One of the questions when planning out your data architecture is the question of batch vs stream processing: do you process data in real time or near-real time, or do you wait for data to accumulate before running your ETL job? With so much data moving through your data pipelines, your teams have a series of options to choose from when managing the frequency of their data processing.
Streaming
In stream processing, we process data as soon as it arrives on the message bus or in storage. When the latency needs to be below a second, and data is coming continuously or the response/action is expected immediately real-time data processing is the right kind of data processing to choose.
The following use-cases make good use of real-time data processing:
- Online shopping to start immediate order processing, credit card charge.
- Online trading where security trades and quick investments are made.
- Fraud detection where anomalous activity needs to be recognized and responded to immediately.
- Infrastructure monitoring where issues needs to be quickly picked up.
In case of stream processing, each and every event is always equally important and no message can be ignored or not saved.
Batch processing
In batch processing, we wait for a certain amount of raw data to “pile up” or a wait for a certain time period before running an ETL job. Typically this means data is between an hour to a few days old before it is processed. Batch ETL jobs will typically be run on a set time (e.g. every 24 hours), or in some cases once the amount of data reaches a certain threshold.

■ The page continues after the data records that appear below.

PR #2505, opened 2023-07-22
Add MinimumEventLevel to Sentry.Log4Net and convert events below it to breadcrumbs

IhateTrains:
Both NLog and Serilog integrations already feature `MinimumEventLevel`. I attempted to also add it for log4net, hope its implementation is acceptable to you.

If `MinimumEventLevel` is specified, every log4net LoggingEvent above `threshold` and below `MinimumEventLevel` will be converted to a breadcrumb.

Heavily inspired by this solution from SO:
https://stackoverflow.com/a/62923187/10249243

### DIFF
--- a/src/Sentry.Log4Net/LevelMapping.cs
+++ b/src/Sentry.Log4Net/LevelMapping.cs
@@ -16,7 +16,7 @@ internal static class LevelMapping
         };
     }
 
-    public static BreadcrumbLevel? ToBreadcrumbLevel(this LoggingEvent loggingLevel)
+    public static BreadcrumbLevel ToBreadcrumbLevel(this LoggingEvent loggingLevel)
     {
         return loggingLevel.Level switch
         {
@@ -26,7 +26,7 @@ internal static class LevelMapping
             var l when l == Level.Notice || l == Level.Info => BreadcrumbLevel.Info,
             var l when l == Level.Debug || l == Level.Verbose || l == Level.Trace || l == Level.Finer || l == Level.Finest ||
                        l == Level.Fine => BreadcrumbLevel.Debug,
-            _ => null
+            _ => BreadcrumbLevel.Info
         };
     }
 }
--- a/src/Sentry.Log4Net/LevelMapping.cs
+++ b/src/Sentry.Log4Net/LevelMapping.cs
@@ -16,7 +16,7 @@ internal static class LevelMapping
         };
     }
 
-    public static BreadcrumbLevel ToBreadcrumbLevel(this LoggingEvent loggingLevel)
+    public static BreadcrumbLevel? ToBreadcrumbLevel(this LoggingEvent loggingLevel)
     {
         return loggingLevel.Level switch
         {
@@ -26,7 +26,7 @@ internal static class LevelMapping
             var l when l == Level.Notice || l == Level.Info => BreadcrumbLevel.Info,
             var l when l == Level.Debug || l == Level.Verbose || l == Level.Trace || l == Level.Finer || l == Level.Finest ||
                        l == Level.Fine => BreadcrumbLevel.Debug,
-            _ => BreadcrumbLevel.Info
+            _ => null
         };
     }
 }
--- a/src/Sentry.Log4Net/LevelMapping.cs
+++ b/src/Sentry.Log4Net/LevelMapping.cs
@@ -15,4 +15,18 @@ internal static class LevelMapping
             _ => null
         };
     }
+
+    public static BreadcrumbLevel? ToBreadcrumbLevel(this LoggingEvent loggingLevel)
+    {
+        return loggingLevel.Level switch
+        {
+            var l when l == Level.Fatal || l == Level.Emergency || l == Level.All => BreadcrumbLevel.Critical,
+            var l when l == Level.Alert || l == Level.Critical || l == Level.Severe || l == Level.Error => BreadcrumbLevel.Error,
+            var l when l == Level.Warn => BreadcrumbLevel.Warning,
+            var l when l == Level.Notice || l == Level.Info => BreadcrumbLevel.Info,
+            var l when l == Level.Debug || l == Level.Verbose || l == Level.Trace || l == Level.Finer || l == Level.Finest ||
+                       l == Level.Fine => BreadcrumbLevel.Debug,
+            _ => null
+        };
+    }
 }
--- a/src/Sentry.Log4Net/LevelMapping.cs
+++ b/src/Sentry.Log4Net/LevelMapping.cs
@@ -20,12 +20,12 @@ internal static class LevelMapping
     {
         return loggingLevel.Level switch
         {
-            var l when l == Level.Fatal || l == Level.Emergency || l == Level.All => BreadcrumbLevel.Critical,
+            var l when l == Level.Fatal || l == Level.Emergency => BreadcrumbLevel.Critical,
             var l when l == Level.Alert || l == Level.Critical || l == Level.Severe || l == Level.Error => BreadcrumbLevel.Error,
             var l when l == Level.Warn => BreadcrumbLevel.Warning,
             var l when l == Level.Notice || l == Level.Info => BreadcrumbLevel.Info,
             var l when l == Level.Debug || l == Level.Verbose || l == Level.Trace || l == Level.Finer || l == Level.Finest ||
-                       l == Level.Fine => BreadcrumbLevel.Debug,
+                       l == Level.Fine || l == Level.All => BreadcrumbLevel.Debug,
             _ => null
         };
     }
--- a/src/Sentry.Log4Net/LevelMapping.cs
+++ b/src/Sentry.Log4Net/LevelMapping.cs
@@ -16,17 +16,13 @@ internal static class LevelMapping
         };
     }
 
-    public static BreadcrumbLevel? ToBreadcrumbLevel(this LoggingEvent loggingLevel)
+    public static BreadcrumbLevel? ToBreadcrumbLevel(this LoggingEvent loggingLevel) => loggingLevel.Level switch
     {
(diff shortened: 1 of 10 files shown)


src/Sentry.Log4Net/LevelMapping.cs
```diff
@@ -15,4 +15,18 @@ internal static class LevelMapping
             _ => null
         };
     }
+
+    public static BreadcrumbLevel? ToBreadcrumbLevel(this LoggingEvent loggingLevel)
+    {
+        return loggingLevel.Level switch
+        {
+            var l when l == Level.Fatal || l == Level.Emergency || l == Level.All => BreadcrumbLevel.Critical,
```
jamescrosswell, line 23: Having `Level.All` map to `BreadcrumbLevel.Critical` seems a bit odd. [According to the NLog Docs](https://logging.apache.org/log4net/release/sdk/html/F_log4net_Core_Level_All.htm):
>The All level designates the lowest level possible.

Would  `null`  be more suitable?

I see the code just above that `All` is being mapped to `SentryLevel.Fatal`... I imagine you tried to respect the same mappings (thanks). This is maybe more of a question for the other code owners then (@SeanFeldman @bitsandfoxes ).

test/Sentry.Log4Net.Tests/SentryAppenderTests.cs
```diff
@@ -125,6 +130,19 @@ public void Append_NullEvent_NoOp()
...
+    public void Append_BelowThreshold_NoOp()
+    {
+        var sut = _fixture.GetSut();
+        sut.Threshold = Level.Warn;
+        var evt = new LoggingEvent(new LoggingEventData
+        {
+            Level = Level.Info
+        });
+
+        sut.DoAppend(evt);
```
jamescrosswell, line 143: I'm not too sure what this test is checking. The only thing it really seems to test is whether an exception is thrown by `DoAppend`, in which case maybe we should rename it `Append_BelowThreshold_DoesNotThrow`.

test/Sentry.Log4Net.Tests/SentryAppenderTests.cs
```diff
@@ -291,6 +309,32 @@ public void Append_ConfiguredEnvironment()
...
 
+    [Fact]
+    public void MinimumEventLevel_DefaultsToNull()
+    {
+        var appender = new SentryAppender();
+        Assert.Null(appender.MinimumEventLevel);
+    }
+
+    [Fact]
+    public void MinimumEventLevel_ConvertsEventsBelowToBreadcrumbs()
```
jamescrosswell, line 320: For [naming unit tests](https://github.com/getsentry/sentry-dotnet/blob/main/CONTRIBUTING.md#naming-tests), we try to use the convention `Method_Context_Expectation`. For this one then, maybe `DoAppend_BelowMinimumEventLevel_AddsBreadcrumb`.

jamescrosswell, line 320: It'd be great to add two more unit tests to be explicit about what we expect:
1.  When `MinimumEventLevel is null`
2. When the Level is above `MinimumEventLevel` (make sure an event gets created in that case)

src/Sentry.Log4Net/SentryAppender.cs
```diff
@@ -79,6 +85,27 @@ protected override void Append(LoggingEvent loggingEvent)
...
+
+            var level = loggingEvent.ToBreadcrumbLevel();
+            if (level is null)
+            {
+                _hub.AddBreadcrumb(message, category, type: null, data);
+            }
+            else
+            {
+                _hub.AddBreadcrumb(message, category, type: null, data, level.Value);
+            }
```
jamescrosswell, line 105: I think this if/else block can be simplified to:
```csharp
_hub.AddBreadcrumb(message, category, type: null, data, level ?? default);
```

jamescrosswell (changes requested):
@IhateTrains thank you so much for the contribution. 

I added a few comments but generally looking pretty good 👍🏻

src/Sentry.Log4Net/LevelMapping.cs
IhateTrains: Indeed, I tried to make it consistent with `ToSentryLevel`. But I agree, mapping All to Fatal is rather weird.

> Would null be more suitable?

I think it should map to Debug. Typically such a low level should be below the appender's threshold, but if a user actually wants it, they should be able to use it for breadcrumbs. Does that make sense?

src/Sentry.Log4Net/SentryAppender.cs
IhateTrains: Thanks! I think I've never used `default` like this before. You learn something new every day.

test/Sentry.Log4Net.Tests/SentryAppenderTests.cs
IhateTrains: I wasn't sure how to write a test that verifies that no event has been sent. But now after searching through other tests in the solution I changed the assertion to:
```cs
_fixture.Hub.DidNotReceiveWithAnyArgs().CaptureEvent(Arg.Any<SentryEvent>());
```
Also renamed the test to `Append_BelowThreshold_DoesNotSendEvent`. Is it OK now?

test/Sentry.Log4Net.Tests/SentryAppenderTests.cs
IhateTrains: Renamed ✅

IhateTrains: Added `DoAppend_NullMinimumEventLevel_AddsEvent` and `DoAppend_AboveMinimumEventLevel_AddsEvent`, as in both suggested cases an event is sent.

src/Sentry.Log4Net/LevelMapping.cs
jamescrosswell: Hm. If `null` is returned then the [`HubExtensions.AddBreadcrumb` extension](https://github.com/getsentry/sentry-dotnet/blob/470567c4882b2c13ce265ee1daa68256dc58deed/src/Sentry/HubExtensions.cs#L63) would be called without any `BreadcrumbLevel` specified and would use the default `BreadcrumbLevel` (which it turns out is [Info](https://github.com/getsentry/sentry-dotnet/blob/470567c4882b2c13ce265ee1daa68256dc58deed/src/Sentry/BreadcrumbLevel.cs#L18))

Arguably the `default` value is a good pick when no specific value has been specified. But I don't really have a strong - other than that `Critical` probably isn't the right level. I'm OK with your code returning either null (implicitly Info) or Debug.

jamescrosswell: btw: I also raised https://github.com/getsentry/sentry-dotnet/issues/2521, which we can address in a separate commit.

test/Sentry.Log4Net.Tests/SentryAppenderTests.cs
jamescrosswell: Ah, that makes heaps more sense 😄 The docs for NSubstitute are great by the way - it's a super powerful mocking framework.

test/Sentry.Log4Net.Tests/SentryAppenderTests.cs
jamescrosswell: Perfect!

jamescrosswell:
This is looking great @IhateTrains ! Just the small tweak to be made to LevelMappings and then getting the build checks passing. Let me know if you need any guidance/help working out the problems with the builds. 

ℹ️  One tip in that respect is search for the text `Failed!`, since that's a marker for any failed unit tests...

src/Sentry.Log4Net/LevelMapping.cs
IhateTrains: Mapped to BreadcrumbLevel.Debug ✅

IhateTrains:
@jamescrosswell turns out the `Hub.IsEnabled.Returns(true);` I copied from another test class' fixture was a problem; after removing it all checks are passing.

src/Sentry.Log4Net/LevelMapping.cs
```diff
@@ -15,4 +15,18 @@ internal static class LevelMapping
...
+        {
+            var l when l == Level.Fatal || l == Level.Emergency => BreadcrumbLevel.Critical,
+            var l when l == Level.Alert || l == Level.Critical || l == Level.Severe || l == Level.Error => BreadcrumbLevel.Error,
+            var l when l == Level.Warn => BreadcrumbLevel.Warning,
+            var l when l == Level.Notice || l == Level.Info => BreadcrumbLevel.Info,
+            var l when l == Level.Debug || l == Level.Verbose || l == Level.Trace || l == Level.Finer || l == Level.Finest ||
+                       l == Level.Fine || l == Level.All => BreadcrumbLevel.Debug,
+            _ => null
+        };
+    }
```
SeanFeldman, line 31: I think this could be simplified with the following:

```suggestion
    public static BreadcrumbLevel? ToBreadcrumbLevel(this LoggingEvent loggingLevel) => loggingLevel.Level switch
    {
        Level.Fatal or Level.Emergency => BreadcrumbLevel.Critical,
        Level.Alert or Level.Critical or Level.Severe or Level.Error => BreadcrumbLevel.Error,
        Level.Warn => BreadcrumbLevel.Warning,
        Level.Notice or Level.Info => BreadcrumbLevel.Info,
        Level.Debug or Level.Verbose or Level.Trace or Level.Finer or Level.Finest or Level.Fine or Level.All => BreadcrumbLevel.Debug,
        _ => null
    };
```

jamescrosswell (approved):
Nice work @IhateTrains ! Thanks heaps for the contribution 👍🏻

By definition, batch processing entails latency between the time data appears in the storage layer and the time it is available in analytics or reporting tools. However, this is not necessarily a major issue, and we might choose to accept these latency because we prefer working with batch processing frameworks, or it is imposed on us by other external subsystems.

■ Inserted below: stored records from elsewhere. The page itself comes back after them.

PR #2511, opened 2023-07-25
Fixes Transaction name not reporting correctly when using UseExceptionHandler

### LINKED ISSUE #2433: Transaction name not reporting correctly when using UseExceptionHandler(string errorHandlingPath)
### Package

Sentry.AspNetCore

### .NET Flavor

.NET

### .NET Version

7.0.5

### OS

macOS

### SDK Version

3.33.1

_No response_

### Steps to Reproduce

1. With an ASP.NET Core MVC project, configure the pipeline with `UseExceptionHandler("/errors")` somewhere before `MapDefaultControllerRoute`.
2. Create the controller `ErrorsController` with an action `Index` that returns a view.
3. In some other controller action, throw an exception.

I have a minimal project to reproduce here: https://github.com/goelze/sentry-error-example

### Expected Result

If the exception was thrown in the Index action on the HomeController, the expected transaction name reported in Sentry should be `GET /Home/Index/{id?}`

### Actual Result

The actual transaction name is `GET /Errors/Index/{id?}`
sentry error screenshot

jamescrosswell:
Fixes #2433

### Problem

The `UseExceptionHandler` extension in ASP.NET (and Core) configures a route that all uncaught exceptions get redirected to. It does that by catching uncaught exceptions (similar to how Sentry does this I imagine) and then redirecting the request along with some context about the exception to the error route that users have configured.

Since the exception never gets re-thrown, Sentry's regular exception handling mechanism doesn't pick this up. We detect it after the request has been redirected to the error route by checking to see if ASP.NET's global exception handler left any evidence of an exception in the call to `context.Features.Get<IExceptionHandlerFeature?>()`.

At that point in time, the route values on the `HttpContext` have already been changed from something like `MyController/Throw` to `ErrorController/Index` or whatever the original and error routes are. 

### Solution 

On .NET 6 and later, we have almost enough information in `IExceptionHandlerFeature` to reconstruct the original request route. The only bit we're missing really is the HTTP Method, which we capture/store on the way into the middleware before the request gets handled and the exception gets caught by ASP.NET's global exception handler. 

_Note:_ Versions of `IExceptionHandlerFeature` prior to .NET 6 shipped with much more limited information and we don't yet have a solution for those targets. 

Where the [route data gets applied is in `SentryClient.DoSendEvent`](https://github.com/getsentry/sentry-dotnet/blob/13faf4d2359b7cb8e094a0a974873d7554f04fb2/src/Sentry/SentryClient.cs#L227). At that point in time we don't have access to any of this information (there's no `HttpContext` to read the `IExceptionHandlerFeature` off, for example). 

[The way `Scope.Apply` is implemented](https://github.com/getsentry/sentry-dotnet/blob/13faf4d2359b7cb8e094a0a974873d7554f04fb2/src/Sentry/Scope.cs#L415C1-L431C51) though, it never overwrites values that have been explicitly provided with  the `SentryEvent` with differing values from the `Scope`... so we just store the route information on the Event in our SentryMiddleware before calling `hub.CaptureEvent(evt)`... that way the correct route information makes it's way through to Sentry. 

### Implementation notes

When the `UseExceptionHandler` middleware is used, we need to read route information from `IExceptionHandlerFeature` rather than `HttpContext`. I refactored a bunch of logic that we had in `HttpContextExtensions` out into a new `RouteUtils` class, where it is also leveraged a new `ExceptionHandlerFeatureExtensions` class.


src/Sentry.AspNetCore/SentryMiddleware.cs
```diff
@@ -151,14 +180,15 @@ public async Task InvokeAsync(HttpContext context, RequestDelegate next)
...
+            // preventing OnCompleted flush from working.
             Task FlushBeforeCompleted() => hub.FlushAsync(_options.FlushTimeout);
 
-            void CaptureException(Exception e, SentryId evtId, string mechanism, string description)
+            void CaptureException(Exception e, SentryId evtId, string mechanism, string description, ExceptionHandlerFeatureDetails? exceptionHandlerDetails = null)
             {
                 e.SetSentryMechanism(mechanism, description, handled: false);
 
                 var evt = new SentryEvent(e, eventId: evtId);
+                exceptionHandlerDetails?.ApplyOriginalRouteValues(evt);
```
bitsandfoxes, line 191: If I read that correctly, then [`context.GetRouteData()`](https://github.com/getsentry/sentry-dotnet/blob/0714fd20df8991dfc47ab066a63dbfd495dc009b/src/Sentry.AspNetCore/ScopeExtensions.cs#L73) is returning the wrong route when we first populate the scope? Same for the transaction name. Is there a way to correct it there already instead of overwriting the tags on the event?

jamescrosswell: Kind of. The `UseExceptionHandler` extension in ASP.NET (and Core) configures a route that all uncaught exceptions get redirected to. It does that by catching uncaught exceptions (similar to how Sentry does this I imagine) and then redirecting the request along with some context about the exception to the error route that users have configured.

Since the exception never gets re-thrown, Sentry's regular exception handling mechanism doesn't pick this up. We detect it after the fact (after the redirect to the error route). So if the original route is `/throw` and that route throws an exception, we don't find out immediately. We work it out by checking to see if ASP.NET's global exception handler left any evidence of an exception in the call to `context.Features.Get<IExceptionHandlerFeature?>()`.

At that point in time, the route values on the `HttpContext` have already been changed from something like `MyController/Throw` to 'ErrorController/Index` or whatever the original and error routes are. We do have almost enough information in `IExceptionHandlerFeature` to reconstruct the original request route though (at least on .NET 6 and later we do... earlier versions of that interface shipped with much more limited information). The only bit we're missing really is the HTTP Method (which you notice I'm capturing/storing on the way into the middleware pipeline before the request gets handled and the exception gets caught by ASP.NET's global exception handler). 

Where the [route data gets applied is in `SentryClient.DoSendEvent`](https://github.com/getsentry/sentry-dotnet/blob/13faf4d2359b7cb8e094a0a974873d7554f04fb2/src/Sentry/SentryClient.cs#L227). At that point in time we don't have access to any of this information (there's no `HttpContext` to read the `IExceptionHandlerFeature` off, for example). 

[The way `Scope.Apply` is implemented](https://github.com/getsentry/sentry-dotnet/blob/13faf4d2359b7cb8e094a0a974873d7554f04fb2/src/Sentry/Scope.cs#L415C1-L431C51) though, it never overwrites values that have been explicitly provided with  the `SentryEvent` with differing values from the `Scope`... so we just store these in the Event early.

I should probably put all of that context in the summary for the PR actually 😜

jamescrosswell: OK, see [summary above](https://github.com/getsentry/sentry-dotnet/pull/2511#issue-1820062274) - it's probably better written.

jamescrosswell: @bitsandfoxes an alternative solution would be to call `hub.CaptureEvent(evt, scope => applyOriginalRoutealues(scope))` instead of `hub.CaptureEvent(evt)` here in the middleware... that way when `DoSendEvent` calls `scope.Apply(@event)` it would be applying the correct values. Are there pros/cons to either of these approaches?

bitsandfoxes: I'd prefer the correction of the scope before the capture over the correction of the event during the capture.
Right before we capture the event here we already know that there is another mechanism at play. https://github.com/getsentry/sentry-dotnet/blob/30e93cbd848f66c0f4d089c45bdbb95d58f0f1c2/src/Sentry.AspNetCore/SentryMiddleware.cs#L129
Can we simply correct what we know is wrong (the transaction name in that case) via configureScope and let the SDK do the rest?

jamescrosswell: @bitsandfoxes I had a crack at implementing your suggestion (after modifying the `ExceptionHandlerFeatureExtensions` to operate on a `Scope` rather than a `SentryEvent`):
```csharp
// When exceptions get caught by the UseExceptionHandler feature we reset the TransactionName and
// Tags to reflect the original route (not the global error handling route)
_logger.LogTrace("Applying original route values for ExceptionHandlerFeature");
hub.ConfigureScope(scope =>
{
    exceptionFeature.ApplyTransactionName(scope, originalMethod);
    exceptionFeature.ApplyRouteTags(scope);
});
CaptureException(exceptionFeature.Error, eventId, "IExceptionHandlerFeature", description);
```

I thought it would be that simple but the integration tests were failing and it turns out [`Scope.Evaluate` is called immediately before `Scope.Apply` in the `SentryClient.DoSendEvent`](https://github.com/getsentry/sentry-dotnet/blob/30e93cbd848f66c0f4d089c45bdbb95d58f0f1c2/src/Sentry/SentryClient.cs#L226). Under the hood, `Evaluate` invokes the `OnEvaluating` callback (which is defined on the middleware) and this in turn calls `Scope.Populate`, which overwrites/populates the route values stored in `Scope.Tags` from the `HttpContext` (which, at this point, holds the route values of the global exception handler).

It seems that the order of precedence then is:
1. Event values (these trump everything)
2. Values from the HttpContext (these overwrite whatever is sitting on the Scope)
3. Scope values (used only if these don't conflict with existing values from either of the above)

That leaves two possible solutions:
1. We either leave the fix as is... setting the values in the Event before it gets passed down the chain
2. Since `Scope.Populate` has access to the HttpContext, we could potentially check here again for the presence of the `IExceptionHandlerFeature` and, if it exists, read the route values from this instead of getting them from the `HttpContext`. The [current logic to read them from the context is here](https://github.com/getsentry/sentry-dotnet/blob/30e93cbd848f66c0f4d089c45bdbb95d58f0f1c2/src/Sentry.AspNetCore/ScopeExtensions.cs#L71-L104). 

About the only challenge I see with the second approach is working out what the HTTP Method was on the original request (since this isn't stored in the `IExceptionHandlerFeature` details). Otherwise, I don't have any strong preference for either solution (one solution splits the logic for handling `IExceptionHandlerFeature` across two classes... the other solution splits the logic for extracting the route data across two classes - so they both seem to have pros and cons). 

I think I've got a preference for the existing solution now that it's written though, purely because it's the least effort at this point 😜

jamescrosswell: Adding some more context from a discord chat with @bitsandfoxes 
> There are just a couple things that stick out to me.
> - processing of an event in an integration but outside of an event processor
> - the setting of tags.
>
>Especially the settings of tags were "a huge issue" has an issue for our ingestion/storage people. 
> So I'd like to keep all that in one place

I'll have a crack at deferring the logic to happen in an event processor instead then.

bitsandfoxes (approved):
This looks great!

We should lean towards batch processing when:
- Data freshness is not a mission-critical issue
- The processing needs access to the entire batch – e.g., sorting the entire dataset
- You have an external dependency which is batched in nature
- Save costs if a batch job can run on a spot instance on AWS
Micro-batching
In micro-batch processing, we run batch processes on much smaller accumulations of data – typically less than a minute’s worth of data. This means data is available in near real-time. In practice, there is little difference between micro-batching and stream processing, and the terms would often be used interchangeably in data architecture descriptions and software platform descriptions.
A micro-batch may process data based on some frequency – for example, you could load all new data every two minutes (or two seconds, depending on the processing horsepower available). Or a micro-batch may process data based on some event flag or trigger (the data is greater than 2 megabytes or contains more than a dozen pieces of data, for example).
Microbatch processing is useful when we need very fresh data, but not necessarily real-time – meaning we can’t wait an hour or a day for a batch processing to run, but we also don’t need to know what happened in the last few seconds.
It is preferably used in data aggregation use-cases where individual elements of data have significance only at an aggregated level like a mean, min, max over a period of time and instead of writing the logic of fixed or sliding time windows ourselves, we can rely on preaggregated data supplied by micro-batching and discard raw data after processing.
Micro batching is used when:
- Immediate response for each input is not needed
- Individual input elements may not be significant on their own and do not require to be processed beyond aggregation
- A delay of couple of minutes to downstream systems is not critical if we can reduce processing costs.